Segment Start: Information provided
PR #3124, opened 2024-02-10
Add the ability to run/debug integration tests+mock server from VS Code

DanTup:


.vscode/launch.json
```diff
@@ -68,7 +84,112 @@
...
+        "group": "Test",
+        "order": 1
+      }
+    },
+    {
+      // This config runs the integration tests in debug mode.
+      // This config itself is hidden and should not be used directly because the integration
+      // tests depend on the MockServer. The "Debug Integration Tests" compound config
+      // will launch both this and the mock server together (and allow debugging both).
+			"type": "extensionHost",
```
dominiccooney, line 98: Let's keep the indentation consistent here.

.vscode/launch.json
```diff
@@ -68,7 +84,112 @@
...
+			"request": "launch",
+			"name": "Debug Current Integration Test (Single-root impl)",
+			"preLaunchTask": "Build Tests",
+			"runtimeExecutable": "${execPath}",
+			"skipFiles": ["<node_internals>/**", "**/node_modules/**"],
+			"args": [
+				"${workspaceFolder}/vscode/test/fixtures/workspace",
+				"--extensionDevelopmentPath=${workspaceFolder}/vscode",
+				"--extensionTestsPath=${workspaceFolder}/vscode/dist/tsc/test/integration/single-root",
```
dominiccooney, line 107: What do "roots", single and multi, refer to here? Where do the single-root, multi-root output folders come from?

.vscode/launch.json
```diff
@@ -68,7 +84,112 @@
...
+				"--profile-temp"
+			],
+			"outFiles": ["${workspaceFolder}/vscode/dist/**/*.js"],
+			"smartStep": true,
+      "env": {
+        "CODY_TESTING": "true",
+        "MOCK_RG_PATH": "true",
```
dominiccooney, line 114: ripgrep is gone, so if you're in the mood to clean up, you should be able to remove the MOCK_RG_PATH. Sorry I missed these...

dominiccooney (changes requested):
On the whole, having more stuff easily debuggable sounds good... if we can make it share enough with CI that the rate of people using it exceeds the rate of decay.

Do the tests wait for the server to be up before continuing?

.vscode/launch.json
DanTup: Done!

.vscode/launch.json
DanTup: Oops, fixed. In my editor the tabs were the same size so I didn't notice it was mixed. All spaces now.

.vscode/launch.json
DanTup: The integration tests are split into two now, some that run with a single folder open ("single-root") and some that run with a `.code-workspace` with multiple folders open ("multi-root"). This is to ensure we can easily test both (because we can't change workspace folders during a test run, because it recreates the extension host).

- single-root tests are at https://github.com/sourcegraph/cody/tree/main/vscode/test/integration/single-root
- single-root tests open the folder https://github.com/sourcegraph/cody/tree/main/vscode/test/fixtures/workspace
- multi-root tests are at https://github.com/sourcegraph/cody/tree/main/vscode/test/integration/multi-root
- multi-root tests open https://github.com/sourcegraph/cody/blob/main/vscode/test/fixtures/multi-root.code-workspace which includes both the `workspace` and `workspace2` folders

The CLI run handles both here:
Segment End: Information provided
• _Prompt_
Scan the data above and report each line in which "here" is present.

• _Completed task_
dominiccooney, line 98: Let's keep the indentation consistent here.
dominiccooney, line 107: What do "roots", single and multi, refer to here? Where do the single-root, multi-root output folders come from?
The CLI run handles both here:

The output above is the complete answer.